There are two other routines in maya.utils:
  • maya.utils.processIdleEvents(). It is mostly useful for testing: it forces the processing of any queued up idle events.
  • maya.utils.executeDeferred().
    (Similar to maya.utils.executeInMainThreadWithResult() except that it does not wait for the return value.) It delays the execution of the given script or function until Maya is idle. This function runs code using the idle event loop. This means that the main thread must become idle before this Python code is executed.
    There are two different ways to call this function. The first is to supply a single string argument which contains the Python code to execute. In that case the code is interpreted. The second way to call this routine is to pass it a callable object. When that is the case, then the remaining regular arguments and keyword arguments are passed to the callable object.

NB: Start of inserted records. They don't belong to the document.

PR #142, opened 2015-11-01
FileSystemResourceReference Implementation

klopfdreh:
http://apache-wicket.1842946.n4.nabble.com/VOTE-Integration-of-the-FileSystemResourceReference-td4672449.html


wicket-core/src/main/java/org/apache/wicket/resource/FileSystemResource.java
```diff
@@ -0,0 +1,131 @@
...
+ * For more information see {@link org.apache.wicket.markup.html.media.FileSystemResourceReference}
+ * 
+ * @author Tobias Soloschenko
+ *
+ */
+public class FileSystemResource extends AbstractResource
+{
+	private static final long serialVersionUID = 1L;
+
+	private Path path;
```
martin-g: final

wicket-core/src/main/java/org/apache/wicket/resource/FileSystemResource.java
```diff
@@ -0,0 +1,131 @@
...
+
+	/**
+	 * Creates a new file system resource based on the given path
+	 * 
+	 * @param path
+	 *            the path to be read for the resource
+	 */
+	public FileSystemResource(Path path)
+	{
+		this.path = path;
```
martin-g: Args.notNull

wicket-core/src/main/java/org/apache/wicket/resource/FileSystemResource.java
```diff
@@ -0,0 +1,131 @@
...
+
+	/**
+	 * Adjusts the resource response by overriding it with additional information
+	 * 
+	 * @param resourceResponse
+	 *            the resource response to adjust
+	 * 
+	 * @return the resource response to be adjusted
+	 */
+	protected ResourceResponse adjustResourceResponse(ResourceResponse resourceResponse)
```
martin-g: Maybe rename to `configure'. I think we use 'configure' elsewhere.

wicket-core/src/main/java/org/apache/wicket/resource/FileSystemResource.java
```diff
@@ -0,0 +1,131 @@
...
+	/**
+	 * Gets the mime type to be used for the response
+	 * 
+	 * @return the mime type to be used for the response
+	 * @throws IOException
+	 *             if the mime type could'nt be resoulved
+	 */
+	protected String getMimeType() throws IOException
+	{
+		return Files.probeContentType(path);
```
martin-g: At https://github.com/apache/wicket/blob/master/wicket-core/src/main/java/org/apache/wicket/core/util/resource/UrlResourceStream.java#L122-L129 we first give the application the chance to return custom MIME type. I think we should do the same here.

wicket-core/src/main/java/org/apache/wicket/resource/FileSystemResourceReference.java
```diff
@@ -0,0 +1,175 @@
...
+ * </code>
+ * </pre>
+ * 
+ * @author Tobias Soloschenko
+ */
+public class FileSystemResourceReference extends ResourceReference
+{
+	private static final long serialVersionUID = 1L;
+
+	private Path path;
```
martin-g: final

wicket-core/src/main/java/org/apache/wicket/resource/FileSystemResourceReference.java
```diff
@@ -0,0 +1,175 @@
...
+		if (fileSystem == null)
+		{
+			if (env == null)
+			{
+				env = new HashMap<>();
+				env.put("create", "true");
+				env.put("encoding", "UTF-8");
+			}
+			fileSystem = FileSystems.newFileSystem(new URI(zipFile), env);
+			fileSystemURIs.put(uri, fileSystem);
```
martin-g: What is the reason of the caching of the file systems here?
It has some issues related to concurrency. Better use ConcurrentMap with `#putIfAbsent()`.
I'd prefer if Wicket doesn't cache it though. I can foresee some issues with redeployments and OSGi usage.

wicket-core/src/test/java/org/apache/wicket/resource/FileSystemResourceReferenceTestFileTypeDetector.java
```diff
@@ -0,0 +1,38 @@
...
+ * @author Tobias Soloschenko
+ *
+ */
+public class FileSystemResourceReferenceTestFileTypeDetector extends FileTypeDetector
+{
+
+	@Override
+	public String probeContentType(Path path) throws IOException
+	{
+		return "text/plain_provided_by_detector";
```
martin-g: use `if (path.getFileName().toString().endsWith("our test file name here"))` to avoid potential issues in the future

wicket-core/src/main/java/org/apache/wicket/resource/FileSystemResourceReference.java
klopfdreh: I used the cache here because I didn't find a way to check if the file system has been created before. Thats the only reason.

wicket-core/src/main/java/org/apache/wicket/resource/FileSystemResource.java
klopfdreh: Okay - good point!

wicket-core/src/main/java/org/apache/wicket/resource/FileSystemResource.java
klopfdreh: Will be done!

wicket-core/src/test/java/org/apache/wicket/resource/FileSystemResourceReferenceTestFileTypeDetector.java
klopfdreh: Maybe check the name of the path and else throw an exception.

wicket-core/src/main/java/org/apache/wicket/resource/FileSystemResource.java
klopfdreh: Well be done!

wicket-core/src/main/java/org/apache/wicket/resource/FileSystemResource.java
klopfdreh: Will ne done!

wicket-core/src/main/java/org/apache/wicket/resource/FileSystemResourceReference.java
klopfdreh: Will be done!

wicket-core/src/main/java/org/apache/wicket/resource/FileSystemResourceReference.java
martin-g: The question is: is it expensive to create a new FileSystem instance every time it is needed? Maybe it is cached by the provider

wicket-core/src/test/java/org/apache/wicket/resource/FileSystemResourceReferenceTestFileTypeDetector.java
martin-g: java.nio.file.spi.FileTypeDetector#probeContentType's javadoc says: 
`@return  The content type or {@code null} if the file type is not recognized`

martin-g: Because of `wicket-core/src/test/java/META-INF/services/java.nio.file.spi.FileTypeDetector` this impl is available for *all* tests in the classpath. By using 'if' we can isolate it to do its job only for this particular test.

klopfdreh: Yep I know why you wanted to add this condition - ok then we return null

wicket-core/src/main/java/org/apache/wicket/resource/FileSystemResourceReference.java
klopfdreh: An exception is thrown if the code is executed twice with the same path (newFileSystem)

klopfdreh:
@martin-g any other hints? :smiley:

wicket-core/src/main/java/org/apache/wicket/resource/FileSystemResource.java
```diff
@@ -0,0 +1,145 @@
...
+
+	/**
+	 * Configures the resource response by overriding it with additional information
+	 * 
+	 * @param resourceResponse
+	 *            the resource response to be configured
+	 * 
+	 * @return the resource response to be configured
+	 */
+	protected ResourceResponse configureResourceResponse(ResourceResponse resourceResponse)
```
martin-g: I think there is no need of `#configureResourceResponse()`. 
`org.apache.wicket.request.resource.AbstractResource#setResponseHeaders

wicket-core/src/main/java/org/apache/wicket/resource/FileSystemResource.java
```diff
@@ -0,0 +1,145 @@
...
+	protected String getMimeType() throws IOException
+	{
+		String mimeType = null;
+		if (Application.exists())
+		{
+			mimeType = Application.get().getMimeType(path.getFileName().toString());
+		}
+		if (mimeType == null)
+		{
+
```
martin-g: extra empty line that could be removed

wicket-core/src/main/java/org/apache/wicket/resource/FileSystemResource.java
```diff
@@ -0,0 +1,145 @@
...
+	}
+
+	/**
+	 * Gets the input stream of the given path
+	 * 
+	 * @return the input stream of the given path
+	 * @throws IOException
+	 *             if there is an exception while receiving the input stream
+	 */
+	protected InputStream getInputStream() throws IOException
```
martin-g: I am not sure this should be overridable. What is the use case ?

wicket-core/src/main/java/org/apache/wicket/resource/FileSystemResourceReference.java
```diff
@@ -0,0 +1,181 @@
...
+ * 
+ * @author Tobias Soloschenko
+ */
+public class FileSystemResourceReference extends ResourceReference
+{
+	private static final long serialVersionUID = 1L;
+
+	private final Path path;
+
+	private static Map<URI, FileSystem> fileSystemURIs = new HashMap<URI, FileSystem>();
```
martin-g: I still believe this should not be `static`, but should use Application's metadata.

wicket-core/src/main/java/org/apache/wicket/resource/FileSystemResourceReference.java
```diff
@@ -0,0 +1,181 @@
...
+	 * Creates a file system resource reference based on the given path
+	 * 
+	 * @param name
+	 *            the name of the resource reference to expose data
+	 * @param path
+	 *            the path to create the resource reference
+	 */
+	public FileSystemResourceReference(String name, Path path)
+	{
+		super(Args.notNull(name, "name"));
```
martin-g: org.apache.wicket.request.resource.ResourceReference#ResourceReference(java.lang.Class<?>, java.lang.String, java.util.Locale, java.lang.String, java.lang.String) cares about the non-null name. No need to check it here too.

wicket-core/src/main/java/org/apache/wicket/resource/FileSystemResourceReference.java
```diff
@@ -0,0 +1,181 @@
...
+
+	/**
+	 * Creates a file system resource reference based on the given path
+	 * 
+	 * @param path
+	 *            the path to create the resource reference (the name is used to expose the data)
+	 */
+	public FileSystemResourceReference(Path path)
+	{
+		super(Args.notNull(path, "path").getFileName().toString());
```
martin-g: This will fail if you have two files with the same file names, e.g. `/one/a` and `/two/a`. Both will try to use `a` as a name.
And since the name is used for the url for this resource reference we cannot use the absolute path. IMO this constructor should be removed in favor of `(public FileSystemResourceReference(String name, Path path))` above.

wicket-core/src/main/java/org/apache/wicket/resource/FileSystemResourceReference.java
```diff
@@ -0,0 +1,181 @@
...
+	}
+
+	/**
+	 * Override to apply a custom mime type without implementing a mime type detection
+	 * 
+	 * @return the mime type
+	 * @throws IOException
+	 *             if the mime type could'nt be read
+	 */
+	protected String getMimeType() throws IOException
```
martin-g: Is this method used anywhere by Wicket ?
I see it is used only by the unit tests. So maybe there is no need to have this method at all.

klopfdreh: This method is used to override the MimeType inline and not use either the Application nor the FileTypeDetector MimeType detection. I wrote an example in the mailing list (link).

wicket-core/src/main/java/org/apache/wicket/resource/FileSystemResourceReference.java
klopfdreh: Good point - I am going to remove this constructor.

wicket-core/src/main/java/org/apache/wicket/resource/FileSystemResourceReference.java
klopfdreh: I am going to remove the notNull check.

wicket-core/src/main/java/org/apache/wicket/resource/FileSystemResourceReference.java
klopfdreh: Good point - forgot to use metadata here - will be done!

wicket-core/src/main/java/org/apache/wicket/resource/FileSystemResource.java
klopfdreh: I made all methods which uses Files overridable, so that it can be customized if required.

wicket-core/src/main/java/org/apache/wicket/resource/FileSystemResource.java
klopfdreh: Will be done!

wicket-core/src/main/java/org/apache/wicket/resource/FileSystemResource.java
klopfdreh: Oh yes, you are right - so I am going to remove that method.

wicket-core/src/main/java/org/apache/wicket/resource/FileSystemResourceReference.java
martin-g: FileSystemResource has `resourceResponse.setContentType(getMimeType());`, so its `#getMimeType()` is used. 
But FSRR#getMimeType() is not used, so there is no need of it.

klopfdreh: Yes you are right - originally I wanted the FSRR#getMimeType() to be used for the FSR if overridden. I will reimplement it.

klopfdreh:
Hope the implementation gets closer to the final state.

martin-g:
PathResourceStream is still missing.
Give it a go! It shouldn't be something complex. Once ready with its impl see whether it could be used by FileSystemResource.

klopfdreh:
That was the point I asked for help. I don't actualy want to break the API with that changes.

martin-g:
Don't worry. There is nothing to break. It won't be used anywhere else for now.
Use FileResourceStream as inspiration. They should look almost the same.

klopfdreh:
@martin-g Would you be so kind and review the PathResourceStream class?

wicket-util/src/main/java/org/apache/wicket/util/resource/PathResourceStream.java
```diff
@@ -0,0 +1,163 @@
...
+import java.nio.file.Path;
+import java.nio.file.attribute.BasicFileAttributes;
+
+import org.apache.wicket.util.file.File;
+import org.apache.wicket.util.lang.Args;
+import org.apache.wicket.util.lang.Bytes;
+import org.apache.wicket.util.time.Time;
+
+/**
+ * A PathResourceStream is an IResource implementation for paths.
```
martin-g: s/IResource/IResourceStream/

martin-g: for Java NIO paths

wicket-util/src/main/java/org/apache/wicket/util/resource/PathResourceStream.java
```diff
@@ -0,0 +1,163 @@
...
+ * @author Tobias Soloschenko
+ */
+public class PathResourceStream extends AbstractResourceStream
+	implements
+		IFixedLocationResourceStream
+{
+	private static final long serialVersionUID = 1L;
+
+	/** Any associated path */
+	private Path path;
```
martin-g: final

wicket-util/src/main/java/org/apache/wicket/util/resource/PathResourceStream.java
```diff
@@ -0,0 +1,163 @@
...
+			inputStream = null;
+		}
+	}
+
+	@Override
+	public String getContentType()
+	{
+		try
+		{
+			String contentType = URLConnection.getFileNameMap().getContentTypeFor(path.getFileName().toString());
```
martin-g: Instead of using `URLConnection.getFileNameMap().getContentTypeFor()` this should use `Application#getMimeType()`. The fallback below is OK.

wicket-util/src/main/java/org/apache/wicket/util/resource/PathResourceStream.java
```diff
@@ -0,0 +1,163 @@
...
+		{
+			throw new RuntimeException("content type of path " + path + " could not be acquired",
+				e);
+		}
+	}
+
+	/**
+	 * @return The path this resource resides in, if any.
+	 */
+	public Path getPath()
```
martin-g: This method should either be:
- removed completely 
- made final 
- used everywhere instead of using the member field `path`

I'm for option 2 (made final)

wicket-util/src/main/java/org/apache/wicket/util/resource/PathResourceStream.java
```diff
@@ -0,0 +1,163 @@
...
+	{
+		return path;
+	}
+
+	@Override
+	public Time lastModifiedTime()
+	{
+		try
+		{
+			return Time.millis(Files.readAttributes(path, BasicFileAttributes.class)
```
martin-g: please extract some local variables
chained calls like this are hard to debug when something fails in the middle

wicket-util/src/main/java/org/apache/wicket/util/resource/PathResourceStream.java
```diff
@@ -0,0 +1,163 @@
...
+				.lastModifiedTime()
+				.toMillis());
+		}
+		catch (IOException e)
+		{
+			throw new RuntimeException("length of path " + path + " could not be acquired", e);
```
martin-g: s/length/Modification time/

wicket-util/src/main/java/org/apache/wicket/util/resource/PathResourceStream.java
```diff
@@ -0,0 +1,163 @@
...
+		if (inputStream == null)
+		{
+			try
+			{
+				inputStream = Files.newInputStream(path);
+			}
+			catch (IOException e)
+			{
+				throw new ResourceStreamNotFoundException(
+					"Inputstream of path " + path + " could not be acquired", e);
```
martin-g: Input stream

wicket-util/src/main/java/org/apache/wicket/util/resource/PathResourceStream.java
```diff
@@ -0,0 +1,163 @@
...
+		{
+			String contentType = URLConnection.getFileNameMap().getContentTypeFor(path.getFileName().toString());
+			if(contentType == null){
+				contentType = Files.probeContentType(path);
+			}
+			return contentType;
+		}
+		catch (IOException e)
+		{
+			throw new RuntimeException("content type of path " + path + " could not be acquired",
```
martin-g: Capitalize 'content', for consistency.

wicket-util/src/main/java/org/apache/wicket/util/resource/PathResourceStream.java
```diff
@@ -0,0 +1,163 @@
...
+	@Override
+	public Bytes length()
+	{
+		try
+		{
+			return Bytes.bytes(Files.readAttributes(path, BasicFileAttributes.class).size());
+		}
+		catch (IOException e)
+		{
+			throw new RuntimeException("length of path " + path + " could not be acquired", e);
```
martin-g: Capitalize 'length', for consistency

wicket-util/src/main/java/org/apache/wicket/util/resource/PathResourceStream.java
```diff
@@ -0,0 +1,163 @@
...
+		}
+	}
+
+	@Override
+	public Bytes length()
+	{
+		try
+		{
+			return Bytes.bytes(Files.readAttributes(path, BasicFileAttributes.class).size());
```
martin-g: Extract local variables for the attrs and size

wicket-util/src/main/java/org/apache/wicket/util/resource/PathResourceStream.java
```diff
@@ -0,0 +1,163 @@
...
+	@Override
+	public String locationAsString()
+	{
+		return path.toString();
+	}
+
+	@Override
+	public String toString()
+	{
+		return path.toString();
```
martin-g: delegate to `#locationAsString()`. If anyone wants to customize this then only one method has to be overridden

wicket-util/src/main/java/org/apache/wicket/util/resource/PathResourceStream.java
klopfdreh: done.

wicket-util/src/main/java/org/apache/wicket/util/resource/PathResourceStream.java
klopfdreh: done.

wicket-util/src/main/java/org/apache/wicket/util/resource/PathResourceStream.java
klopfdreh: This is not available in wicket-util.

wicket-util/src/main/java/org/apache/wicket/util/resource/PathResourceStream.java
klopfdreh: Made it final.

wicket-util/src/main/java/org/apache/wicket/util/resource/PathResourceStream.java
klopfdreh: done.

wicket-util/src/main/java/org/apache/wicket/util/resource/PathResourceStream.java
klopfdreh: done.

wicket-util/src/main/java/org/apache/wicket/util/resource/PathResourceStream.java
klopfdreh: done.

wicket-util/src/main/java/org/apache/wicket/util/resource/PathResourceStream.java
klopfdreh: done.

wicket-util/src/main/java/org/apache/wicket/util/resource/PathResourceStream.java
klopfdreh: done.

wicket-util/src/main/java/org/apache/wicket/util/resource/PathResourceStream.java
klopfdreh: done.

wicket-util/src/main/java/org/apache/wicket/util/resource/PathResourceStream.java
klopfdreh: done.

wicket-util/src/main/java/org/apache/wicket/util/resource/PathResourceStream.java
```diff
@@ -0,0 +1,170 @@
...
+	@Override
+	public String getContentType()
+	{
+		try
+		{
+			String contentType = URLConnection.getFileNameMap()
+				.getContentTypeFor(path.getFileName().toString());
+			if (contentType == null)
+			{
+				contentType = Files.probeContentType(path);
```
martin-g: Maybe `Files.probeContentType(path)` should be used first? It uses Java NIO APIs.

martin-g:
No other comments from me.

wicket-util/src/main/java/org/apache/wicket/util/resource/PathResourceStream.java
klopfdreh: Good point - yep I will change it to be executed first.

klopfdreh:
Should I provide an additional FileSystemStreamReference (using path) - like org.apache.wicket.core.util.resource.locator.caching.FileResourceStreamReference?

martin-g:
Good catch!
Yes, we will need it.

klopfdreh:
Ok, FileSystemResourceStreamReference is implemented.

wicket-core/src/main/java/org/apache/wicket/core/util/resource/locator/caching/FileSystemResourceStreamReference.java
```diff
@@ -0,0 +1,29 @@
...
+import java.nio.file.Paths;
+
+import org.apache.wicket.util.resource.PathResourceStream;
+
+/**
+ * A reference which can be used to recreate {@link PathResourceStream}
+ * 
+ * @author Tobias Soloschenko
+ */
+public class FileSystemResourceStreamReference extends AbstractResourceStreamReference
```
martin-g: We should use the same name for all classes - either `FileSystem**` or `Path**`.

klopfdreh: I prefer FileSystem

martin-g: Then let's rename PathRS to FileSystemRS for consistency.

klopfdreh:
Done.

martin-g:
No further comments by me.
If no one objects then please merge it to master and 7.x.

klopfdreh:
Closed due to commits https://github.com/apache/wicket/commit/e0c2f1bbae576d26f2dc54996905e9acb63ccca0 and https://github.com/apache/wicket/commit/cdd9a6d56f05d37639f01b31091fb4bfd13ab926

 As said "It delays the execution of the given script or function until Maya is idle."

All i had to do is put the plugin loading method in the main thread and execute the code inside my thread with Maya.utils.executeDeferred().


Additional Comment

Another solution which havent been tested but i believe should work according to the documentation is if you really want the code of loading the plugin in the thread you should use executeInMainThreadWithResult().

Despite restrictions, there are many potential uses for threading in Python within the context of Maya; for example, spawning a thread to watch a socket for input. To make the use of Python threads more practical, we have provided a way for other threads to execute code in the main thread and wait upon the result.
The maya.utils.executeInMainThreadWithResult() function takes either a string containing Python code or a Python callable object such as a function. In the latter case, executeInMainThreadWithResult() also accepts both regular and keyword arguments that are passed on to the callable object when it is run.